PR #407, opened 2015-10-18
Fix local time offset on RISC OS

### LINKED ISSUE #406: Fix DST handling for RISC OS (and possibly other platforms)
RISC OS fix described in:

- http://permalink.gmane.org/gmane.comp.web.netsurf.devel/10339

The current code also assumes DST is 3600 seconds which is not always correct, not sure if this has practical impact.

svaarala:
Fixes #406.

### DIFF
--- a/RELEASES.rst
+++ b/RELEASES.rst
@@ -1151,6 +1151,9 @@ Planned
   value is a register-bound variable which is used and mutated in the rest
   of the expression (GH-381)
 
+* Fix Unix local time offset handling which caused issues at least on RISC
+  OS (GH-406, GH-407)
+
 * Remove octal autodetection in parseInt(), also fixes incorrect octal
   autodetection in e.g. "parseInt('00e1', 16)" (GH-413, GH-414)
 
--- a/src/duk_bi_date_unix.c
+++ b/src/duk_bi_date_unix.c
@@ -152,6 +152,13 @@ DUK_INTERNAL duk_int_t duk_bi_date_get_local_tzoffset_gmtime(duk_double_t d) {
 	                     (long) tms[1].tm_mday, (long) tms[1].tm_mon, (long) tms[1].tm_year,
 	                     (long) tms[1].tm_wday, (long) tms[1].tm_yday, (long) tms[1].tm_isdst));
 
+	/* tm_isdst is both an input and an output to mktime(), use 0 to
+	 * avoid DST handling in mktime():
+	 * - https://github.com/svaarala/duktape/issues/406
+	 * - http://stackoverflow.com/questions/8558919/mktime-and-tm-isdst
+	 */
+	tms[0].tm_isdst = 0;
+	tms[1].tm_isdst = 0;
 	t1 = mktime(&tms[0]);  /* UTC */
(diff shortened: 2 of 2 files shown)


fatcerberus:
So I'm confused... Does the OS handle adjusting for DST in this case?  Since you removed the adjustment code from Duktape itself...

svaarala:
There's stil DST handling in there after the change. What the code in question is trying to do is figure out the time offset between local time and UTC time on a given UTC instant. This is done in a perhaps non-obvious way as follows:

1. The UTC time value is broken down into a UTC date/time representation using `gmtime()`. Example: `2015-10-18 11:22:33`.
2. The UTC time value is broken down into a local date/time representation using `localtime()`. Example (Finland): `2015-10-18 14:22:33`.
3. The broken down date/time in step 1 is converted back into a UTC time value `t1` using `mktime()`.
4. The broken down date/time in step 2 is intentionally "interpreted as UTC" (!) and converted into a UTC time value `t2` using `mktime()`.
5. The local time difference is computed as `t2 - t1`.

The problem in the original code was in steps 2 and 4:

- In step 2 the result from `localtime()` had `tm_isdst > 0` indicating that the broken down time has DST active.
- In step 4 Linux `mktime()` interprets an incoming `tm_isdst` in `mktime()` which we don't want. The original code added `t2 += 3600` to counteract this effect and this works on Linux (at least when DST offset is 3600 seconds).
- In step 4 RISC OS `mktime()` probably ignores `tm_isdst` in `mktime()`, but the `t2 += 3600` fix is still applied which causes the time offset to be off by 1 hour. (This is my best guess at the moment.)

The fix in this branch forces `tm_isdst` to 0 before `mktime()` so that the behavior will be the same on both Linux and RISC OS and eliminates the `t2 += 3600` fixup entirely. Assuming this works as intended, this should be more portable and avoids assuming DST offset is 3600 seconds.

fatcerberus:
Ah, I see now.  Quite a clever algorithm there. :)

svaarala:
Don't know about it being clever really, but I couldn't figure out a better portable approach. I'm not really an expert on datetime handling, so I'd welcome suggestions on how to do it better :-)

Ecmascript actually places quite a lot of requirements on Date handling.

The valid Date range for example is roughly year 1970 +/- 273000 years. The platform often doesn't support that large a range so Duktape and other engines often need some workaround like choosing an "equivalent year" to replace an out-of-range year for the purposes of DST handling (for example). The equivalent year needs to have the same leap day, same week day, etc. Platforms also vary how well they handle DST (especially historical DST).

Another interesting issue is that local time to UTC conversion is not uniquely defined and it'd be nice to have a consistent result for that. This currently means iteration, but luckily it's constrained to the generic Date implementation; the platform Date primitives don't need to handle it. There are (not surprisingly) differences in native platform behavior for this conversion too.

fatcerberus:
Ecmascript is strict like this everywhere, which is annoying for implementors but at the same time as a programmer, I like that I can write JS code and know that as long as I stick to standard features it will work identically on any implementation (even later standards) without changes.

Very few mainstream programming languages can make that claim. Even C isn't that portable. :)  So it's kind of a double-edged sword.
-------
Each line from the one containing "Don't know about" down to the last line of the material above is to be transcribed exactly, with nothing else included.

TASK RESULT:
Don't know about it being clever really, but I couldn't figure out a better portable approach. I'm not really an expert on datetime handling, so I'd welcome suggestions on how to do it better :-)

Ecmascript actually places quite a lot of requirements on Date handling.

The valid Date range for example is roughly year 1970 +/- 273000 years. The platform often doesn't support that large a range so Duktape and other engines often need some workaround like choosing an "equivalent year" to replace an out-of-range year for the purposes of DST handling (for example). The equivalent year needs to have the same leap day, same week day, etc. Platforms also vary how well they handle DST (especially historical DST).

Another interesting issue is that local time to UTC conversion is not uniquely defined and it'd be nice to have a consistent result for that. This currently means iteration, but luckily it's constrained to the generic Date implementation; the platform Date primitives don't need to handle it. There are (not surprisingly) differences in native platform behavior for this conversion too.

fatcerberus:
Ecmascript is strict like this everywhere, which is annoying for implementors but at the same time as a programmer, I like that I can write JS code and know that as long as I stick to standard features it will work identically on any implementation (even later standards) without changes.

Very few mainstream programming languages can make that claim. Even C isn't that portable. :)  So it's kind of a double-edged sword.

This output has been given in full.